Your instructions -> As the answer, give a copy of each line below that includes the word "executor".

==== Input for this task ====

PR #200, opened 2020-12-01
improve efficiency of the executor

glommer:
Improves efficiency of spawning tasks in the executor, by pre-computing the task queue index

Before:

====

Finished task ->
improve efficiency of the executor
Improves efficiency of spawning tasks in the executor, by pre-computing the task queue index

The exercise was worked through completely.